Issue #11075, opened 2021-04-30
Remove legacy dashboard code and add react dashboard code to repo in it’s place.


Ferroin:
This will consist of:

* Removing all of the legacy dashboard code that is not required either by the new dashboard code or for custom dashboards.
* Adding the (pre-built) code from the current release from the most recent full release of https://github.com/netdata/dashboard.
* Modifying the build system accordingly.
* Removing the bundle-on-install code for the react dashboard from `netdata-installer.sh`
* Removing the bundling code for the react dashboard in our binary packages.
* Updating the workflow created in https://github.com/netdata/netdata/issues/11073 to update the react dashboard code in this repo.

Issue #11072, opened 2021-04-30
Bundle new dashboard code into the agent repository instead of fetching it on install.


Ferroin:
This will provide a couple of concrete benefits:

* It will eliminate a large chunk of complexity from our install and packaging code.
* It will make life easier for anyone building and installing by hand from a git checkout.
* It will mean that third-party packages (such as Homebrew) will finally have the new dashboard code.

The general approach that will be taken here is as follows:

1. Create a new CI workflow here in the agent repository that automates creating a PR to update `packaging/dashboard.version` and `packaging/dashboard.checksums` based simply on a release tag.
2. Update the release workflow in https://github.com/netdata/dashboard to automatically trigger the aforementioned workflow in the agent repo every time a new release is created for the dashboard code. This gets us to near full automation of the _current_ approach used for handling the new dashboard code.
3. Remove the legacy dashboard code from the agent repository, add the (at the time) current version of the new dashboard code, update the build system and installer appropriately, and update the workflow from step 1 to handle automatically updating this code when new dashboard releases occur.

PR #11139, opened 2021-05-12
Bundle the react dashboard code into the agent repo directly.

Ferroin:
##### Summary

This updates our handling of the dashboard code found in https://github.com/netdata/dashboard. Instead of pulling the release in on install, we will now be vendoring the released code in the agent repo itself. This will make the install process simpler and faster for all users, and should allow users who are using third-party packages to use the new dashboard and finally take advantage of the features that depend on it.

This change looks a lot more complicated than it actually is, and is logically split into four parts consisting of one commit each.

The first commit removes the installer code that pulls in the dashboard release, as well as the associated packaging code. This was done as a separate commit to make review easier, because while it0s needed for the other changes to work, it is functionally independent of them.

The second commit adds a `web/gui/dashboard` directory to store the vendored dashboard code, and removes any duplicate files from `web/gui` that are included with the vendored dashboard code. It also adds a Python script to generate a `Makefile.am` for the vendored code, and includes the required changes to the build system to properly install said code. The current version uses the code from the v2.17.1 release of the dashboard code. The overall structure was designed to make it as easy as possible to generate clean updates to this vendored code automatically.

The third commit cleans up CI checks that are obsoleted or misconfigured as a result of the changes in the second commit.

The fourth commit updates the GHA workflow that is used to generate dashboard update PRs in the agent repo to properly update the vendored code instead of updating the files that were used by the installer code to pull in the correct dashboard version.

##### Component Name

area/web
area/packaging
area/ci

##### Test Plan

Code changes verified locally by building normally and attempting to use the dashboard of the built version.

The automation tooling can be mostly verified by running `web/gui/bundle_dashboard.py v2.17.1` to rerun the code to generate the state of the repository and looking at `git diff` output to verify that it did not actually change anything.

##### Additional Information

Closes: #11075 

This is the final step of #11072


Ferroin:
@joelhans You got automatically pulled in for review on this because it adds a new `README.md` file. The file in question is not actually user documentation, but is intended to warn people off of changing stuff in the newly added directory. It _shouldn’t_ have any actual impact on generating the documentation because nothing links to it.

vkalintiris (approved):
LATM, ie. looks awesome to me!

One thing that we should keep in mind is that committing minified stuff in git will blow up the repo size. However, (1) we are small enough for this not to be a significant issue in the near future, (2) I don't expect us to update minified sources very frequently.

@Ferroin can you confirm or provide more info on the 2nd point?

Ferroin:
> LATM, ie. looks awesome to me!
> 
> One thing that we should keep in mind is that committing minified stuff in git will blow up the repo size. However, (1) we are small enough for this not to be a significant issue in the near future, (2) I don't expect us to update minified sources very frequently.
> 
> @Ferroin can you confirm or provide more info on the 2nd point?

Updates would be whenever we have a dashboard release. We’re only keying off of actual releases though, not pre-releases. In practice this appears to be about once a month unless a bug fix release occurs. Additionally, AFAICT, _most_ of the cases of things changing will be whole files being removed and added instead of changes happening in minified files.

That said, a large repo is IMO the least objectionable option here. We _cannot_ force a build-time dependency on Node.js, and bundling at install time makes the installer more complicated and beaks things for users using third-party packages.

vkalintiris:
Thanks for the detailed response!

> That said, a large repo is IMO the least objectionable option here. We _cannot_ force a build-time dependency on Node.js, and bundling at install time makes the installer more complicated and beaks things for users using third-party packages.

Agreed. I asked because we've already started depending on git submodules and I was wondering if it would make sense to import the dashboard files as an additional submodule to avoid growing the size of the main `netdata` repo. However, like you said, it's not going to be an issue any time soon.

knatsakis (approved):

Ferroin:
> Thanks for the detailed response!
> 
> > That said, a large repo is IMO the least objectionable option here. We _cannot_ force a build-time dependency on Node.js, and bundling at install time makes the installer more complicated and beaks things for users using third-party packages.
> 
> Agreed. I asked because we've already started depending on git submodules and I was wondering if it would make sense to import the dashboard files as an additional submodule to avoid growing the size of the main `netdata` repo. However, like you said, it's not going to be an issue any time soon.

Doing it with submodules just moves where the repository bloat happens. We need the compiled JS code regardless, and we still would not be forcing a build-time Node.JS dependency on our users,therefore we would have to commit the minified files to the dashboard repo instead, and woud have the same issue there.

kaskavel:
Checked this branch in on local MacOS agent installation. Dashboard works fine, no issues found.

kaskavel (approved):

OdysLam:
@kaskavel how did you install the agent in the macos installation? Can you also verify that netdata-cloud continues not to play ball with macos?

kaskavel:
> @kaskavel how did you install the agent in the macos installation? Can you also verify that netdata-cloud continues not to play ball with macos?

@OdysLam issuing `sudo ./netdata-installer.sh --install /usr/local` from a local clone of this branch. 
Actually I was able to claim the node in production and I am able to sign in to cloud from the agent dashboard with no apparent problems.

Ferroin:
@OdysLam Cloud support should work fine with this on macOS, but only using the legacy ACLK code, which means that the Homebrew packages will still not work correctly until the `mqtt_websockets` fixes get merged. They will, however, get all the other features that are in the React dashboard but not the legacy dashboard without having to do anything.

jacekkolasa:
@OdysLam @Ferroin FTR - it my Intel Mac it works OK, including Cloud - but i haven't been able to install it on M1 Mac Mini. But that's a different discussion i guess

jacekkolasa (approved):
Amazing work! Thanks for the detailed per-commit descriptions, it made CR indeed much easier. I haven't seen any issues, tested new/old dashboard, and static custom dashboards, all seems present and working.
───
Task to complete ▸ Write out every record verbatim.

Exercise result ▸
Issue #11075, opened 2021-04-30
Remove legacy dashboard code and add react dashboard code to repo in it’s place.


Ferroin:
This will consist of:

* Removing all of the legacy dashboard code that is not required either by the new dashboard code or for custom dashboards.
* Adding the (pre-built) code from the current release from the most recent full release of https://github.com/netdata/dashboard.
* Modifying the build system accordingly.
* Removing the bundle-on-install code for the react dashboard from `netdata-installer.sh`
* Removing the bundling code for the react dashboard in our binary packages.
* Updating the workflow created in https://github.com/netdata/netdata/issues/11073 to update the react dashboard code in this repo.

Issue #11072, opened 2021-04-30
Bundle new dashboard code into the agent repository instead of fetching it on install.


Ferroin:
This will provide a couple of concrete benefits:

* It will eliminate a large chunk of complexity from our install and packaging code.
* It will make life easier for anyone building and installing by hand from a git checkout.
* It will mean that third-party packages (such as Homebrew) will finally have the new dashboard code.

The general approach that will be taken here is as follows:

1. Create a new CI workflow here in the agent repository that automates creating a PR to update `packaging/dashboard.version` and `packaging/dashboard.checksums` based simply on a release tag.
2. Update the release workflow in https://github.com/netdata/dashboard to automatically trigger the aforementioned workflow in the agent repo every time a new release is created for the dashboard code. This gets us to near full automation of the _current_ approach used for handling the new dashboard code.
3. Remove the legacy dashboard code from the agent repository, add the (at the time) current version of the new dashboard code, update the build system and installer appropriately, and update the workflow from step 1 to handle automatically updating this code when new dashboard releases occur.

PR #11139, opened 2021-05-12
Bundle the react dashboard code into the agent repo directly.

Ferroin:
##### Summary

This updates our handling of the dashboard code found in https://github.com/netdata/dashboard. Instead of pulling the release in on install, we will now be vendoring the released code in the agent repo itself. This will make the install process simpler and faster for all users, and should allow users who are using third-party packages to use the new dashboard and finally take advantage of the features that depend on it.

This change looks a lot more complicated than it actually is, and is logically split into four parts consisting of one commit each.

The first commit removes the installer code that pulls in the dashboard release, as well as the associated packaging code. This was done as a separate commit to make review easier, because while it0s needed for the other changes to work, it is functionally independent of them.

The second commit adds a `web/gui/dashboard` directory to store the vendored dashboard code, and removes any duplicate files from `web/gui` that are included with the vendored dashboard code. It also adds a Python script to generate a `Makefile.am` for the vendored code, and includes the required changes to the build system to properly install said code. The current version uses the code from the v2.17.1 release of the dashboard code. The overall structure was designed to make it as easy as possible to generate clean updates to this vendored code automatically.

The third commit cleans up CI checks that are obsoleted or misconfigured as a result of the changes in the second commit.

The fourth commit updates the GHA workflow that is used to generate dashboard update PRs in the agent repo to properly update the vendored code instead of updating the files that were used by the installer code to pull in the correct dashboard version.

##### Component Name

area/web
area/packaging
area/ci

##### Test Plan

Code changes verified locally by building normally and attempting to use the dashboard of the built version.

The automation tooling can be mostly verified by running `web/gui/bundle_dashboard.py v2.17.1` to rerun the code to generate the state of the repository and looking at `git diff` output to verify that it did not actually change anything.

##### Additional Information

Closes: #11075 

This is the final step of #11072


Ferroin:
@joelhans You got automatically pulled in for review on this because it adds a new `README.md` file. The file in question is not actually user documentation, but is intended to warn people off of changing stuff in the newly added directory. It _shouldn’t_ have any actual impact on generating the documentation because nothing links to it.

vkalintiris (approved):
LATM, ie. looks awesome to me!

One thing that we should keep in mind is that committing minified stuff in git will blow up the repo size. However, (1) we are small enough for this not to be a significant issue in the near future, (2) I don't expect us to update minified sources very frequently.

@Ferroin can you confirm or provide more info on the 2nd point?

Ferroin:
> LATM, ie. looks awesome to me!
> 
> One thing that we should keep in mind is that committing minified stuff in git will blow up the repo size. However, (1) we are small enough for this not to be a significant issue in the near future, (2) I don't expect us to update minified sources very frequently.
> 
> @Ferroin can you confirm or provide more info on the 2nd point?

Updates would be whenever we have a dashboard release. We’re only keying off of actual releases though, not pre-releases. In practice this appears to be about once a month unless a bug fix release occurs. Additionally, AFAICT, _most_ of the cases of things changing will be whole files being removed and added instead of changes happening in minified files.

That said, a large repo is IMO the least objectionable option here. We _cannot_ force a build-time dependency on Node.js, and bundling at install time makes the installer more complicated and beaks things for users using third-party packages.

vkalintiris:
Thanks for the detailed response!

> That said, a large repo is IMO the least objectionable option here. We _cannot_ force a build-time dependency on Node.js, and bundling at install time makes the installer more complicated and beaks things for users using third-party packages.

Agreed. I asked because we've already started depending on git submodules and I was wondering if it would make sense to import the dashboard files as an additional submodule to avoid growing the size of the main `netdata` repo. However, like you said, it's not going to be an issue any time soon.

knatsakis (approved):

Ferroin:
> Thanks for the detailed response!
> 
> > That said, a large repo is IMO the least objectionable option here. We _cannot_ force a build-time dependency on Node.js, and bundling at install time makes the installer more complicated and beaks things for users using third-party packages.
> 
> Agreed. I asked because we've already started depending on git submodules and I was wondering if it would make sense to import the dashboard files as an additional submodule to avoid growing the size of the main `netdata` repo. However, like you said, it's not going to be an issue any time soon.

Doing it with submodules just moves where the repository bloat happens. We need the compiled JS code regardless, and we still would not be forcing a build-time Node.JS dependency on our users,therefore we would have to commit the minified files to the dashboard repo instead, and woud have the same issue there.

kaskavel:
Checked this branch in on local MacOS agent installation. Dashboard works fine, no issues found.

kaskavel (approved):

OdysLam:
@kaskavel how did you install the agent in the macos installation? Can you also verify that netdata-cloud continues not to play ball with macos?

kaskavel:
> @kaskavel how did you install the agent in the macos installation? Can you also verify that netdata-cloud continues not to play ball with macos?

@OdysLam issuing `sudo ./netdata-installer.sh --install /usr/local` from a local clone of this branch. 
Actually I was able to claim the node in production and I am able to sign in to cloud from the agent dashboard with no apparent problems.

Ferroin:
@OdysLam Cloud support should work fine with this on macOS, but only using the legacy ACLK code, which means that the Homebrew packages will still not work correctly until the `mqtt_websockets` fixes get merged. They will, however, get all the other features that are in the React dashboard but not the legacy dashboard without having to do anything.

jacekkolasa:
@OdysLam @Ferroin FTR - it my Intel Mac it works OK, including Cloud - but i haven't been able to install it on M1 Mac Mini. But that's a different discussion i guess

jacekkolasa (approved):
Amazing work! Thanks for the detailed per-commit descriptions, it made CR indeed much easier. I haven't seen any issues, tested new/old dashboard, and static custom dashboards, all seems present and working.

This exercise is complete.